- [Exercise input]:

PR #583, opened 2024-02-05
feat(chains): add polygon amoy and use alloy-rs

0xfourzerofour:
Add polygon amoy and use alloy-rs for chain definitions

### DIFF
--- a/crates/types/Cargo.toml
+++ b/crates/types/Cargo.toml
@@ -12,6 +12,7 @@ rundler-utils = { path = "../utils" }
 anyhow.workspace = true
 chrono = "0.4.24"
 ethers.workspace = true
+alloy-chains.workspace = true
 parse-display = "0.8.0"
 serde.workspace = true
 serde_json.workspace = true
--- a/crates/types/Cargo.toml
+++ b/crates/types/Cargo.toml
@@ -8,11 +8,12 @@ repository.workspace = true
 
 [dependencies]
 rundler-utils = { path = "../utils" }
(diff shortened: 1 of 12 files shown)


alex-miao (approved):

crates/types/Cargo.toml
```diff
@@ -8,10 +8,11 @@ repository.workspace = true
 
 [dependencies]
 rundler-utils = { path = "../utils" }
-
+constcat = "0.4.1"
 anyhow.workspace = true
 chrono = "0.4.24"
 ethers.workspace = true
+alloy-chains.workspace = true
```
dancoombs, line 15: nit: here and in the other .toml, we've at least attempted to keep the dependencies in alphabetical order. We should probably start enforcing this with https://crates.io/crates/cargo-sort.

For now do you mind fixing at least your additions, and adding a ticket to enable `cargo-sort`?

dancoombs (commented):
LGTM besides the sort nit. Can't wait to remove all these chain references with the `ChainSpec`.

Lets get that sort nit worked out, this merged, and then cherry-pick this to `0.1.0-beta.0`

crates/types/Cargo.toml
0xfourzerofour: Yeh I sorted that, I tried cargo-sort but it does not yet support workspace inheritance and returns an error due to the `version.workspace = true` or `{dependency}.workspace = true`

dancoombs (approved):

- [Goal of the exercise]:
A complete, exact copy of the material above is the expected answer.

- [Solved exercise]:
PR #583, opened 2024-02-05
feat(chains): add polygon amoy and use alloy-rs

0xfourzerofour:
Add polygon amoy and use alloy-rs for chain definitions

### DIFF
--- a/crates/types/Cargo.toml
+++ b/crates/types/Cargo.toml
@@ -12,6 +12,7 @@ rundler-utils = { path = "../utils" }
 anyhow.workspace = true
 chrono = "0.4.24"
 ethers.workspace = true
+alloy-chains.workspace = true
 parse-display = "0.8.0"
 serde.workspace = true
 serde_json.workspace = true
--- a/crates/types/Cargo.toml
+++ b/crates/types/Cargo.toml
@@ -8,11 +8,12 @@ repository.workspace = true
 
 [dependencies]
 rundler-utils = { path = "../utils" }
(diff shortened: 1 of 12 files shown)


alex-miao (approved):

crates/types/Cargo.toml
```diff
@@ -8,10 +8,11 @@ repository.workspace = true
 
 [dependencies]
 rundler-utils = { path = "../utils" }
-
+constcat = "0.4.1"
 anyhow.workspace = true
 chrono = "0.4.24"
 ethers.workspace = true
+alloy-chains.workspace = true
```
dancoombs, line 15: nit: here and in the other .toml, we've at least attempted to keep the dependencies in alphabetical order. We should probably start enforcing this with https://crates.io/crates/cargo-sort.

For now do you mind fixing at least your additions, and adding a ticket to enable `cargo-sort`?

dancoombs (commented):
LGTM besides the sort nit. Can't wait to remove all these chain references with the `ChainSpec`.

Lets get that sort nit worked out, this merged, and then cherry-pick this to `0.1.0-beta.0`

crates/types/Cargo.toml
0xfourzerofour: Yeh I sorted that, I tried cargo-sort but it does not yet support workspace inheritance and returns an error due to the `version.workspace = true` or `{dependency}.workspace = true`

dancoombs (approved):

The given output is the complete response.